My dad is 48 and is almost completely bald, but I don't think he had a receding hairline as bad as mine at 18, in fact after talking to him about I don't think he one at all that young. 30s is when he noticed his balding. I also can't think of anyone in my family that has this balding at such a young age. 

Is it possible that my receding hairline could at one point stop or slow down? Or is it bound to move at a constant rate? 

Setting aside all the scams out there, am I correct when I say Propecia, Rogaine and a hair transplant are the only options that actually work? 

I would be on propecia right now if it weren't for the side affects. I would love to stop my receding hairline where it is now, but the side affects are deal breakers. For some reason I don't even feel that Rogaine would do anything for me. 

At this point I'm thinking when it gets more noticeable, I'll get a hair transplant, but then it seems that hair transplants don't even have a high success rate! Plus, with a transplant, do you have to take propecia anyway?

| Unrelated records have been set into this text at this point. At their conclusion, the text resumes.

PR #2214, opened 2015-11-30
fix(InteractionData): populate second param of getLocalPosition

twhitbeck:
Supercedes #2208


twhitbeck:
Here it is against `dev`

englercj:
:+1:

I'm not sure what else to do. This has put a big damper on my life for the past two months as I realized what I really had. In 6th grade I remember a kid making a comment about how it looks like I have a receding hairline, but figured at such a young age it couldn't have been one, and that it was just my hair line, so I lived on thinking all was okay while covering it up with long hair, no one ever really noticed, never had any comments. But now with the thinning hair at my hairline, it's clear what I have here and its real depressing. 

thanks for listening. 

Dan

----------


## baldy1990

there is no solution just acceptance and that's why balding sucks,so no there are no solutions,i'm trying to find one but no

HT-your hairloss will continue in your entire life,making a ht at any age it's like a comitment to live the hairloss nightmare through the rest of your life,cause you'll have to cover the balding behind the transplants and in the end you may run off the donor area

Propecia-you risk of your health and hormones

minox-a total shit that you will have to use it as long as you want to keep ypur hair.It will not stop the aggressive baldness also there are many who say that may give you wrinkles or blur face.

----------


## Exodus

The above posts a valid point. Treatments are a life-long commitment. Of course there are some who do not get sides and there are some who do. 

Personally, a Hair-transplant is out of the question. I will be bald and I know I will. Its just a matter of accepting it (my hair is a grade 1 all over...it's gonna happen!)

Propecia...I can't say, I havent tried it, Maybe I will to see how it works. But I mean...at some point you do have to draw the line and accept.

----------


## Aames

You can't stop hairloss without fin or duta. If you're unwilling to try them, accept being bald. That simple.

----------


## arkeye

So what is the best product that slows down/stops further baldness? Is it best waiting to go bald and then look at a HTP?

----------


## baldy1990

> So what is the best product that slows down/stops further baldness? Is it best waiting to go bald and then look at a HTP?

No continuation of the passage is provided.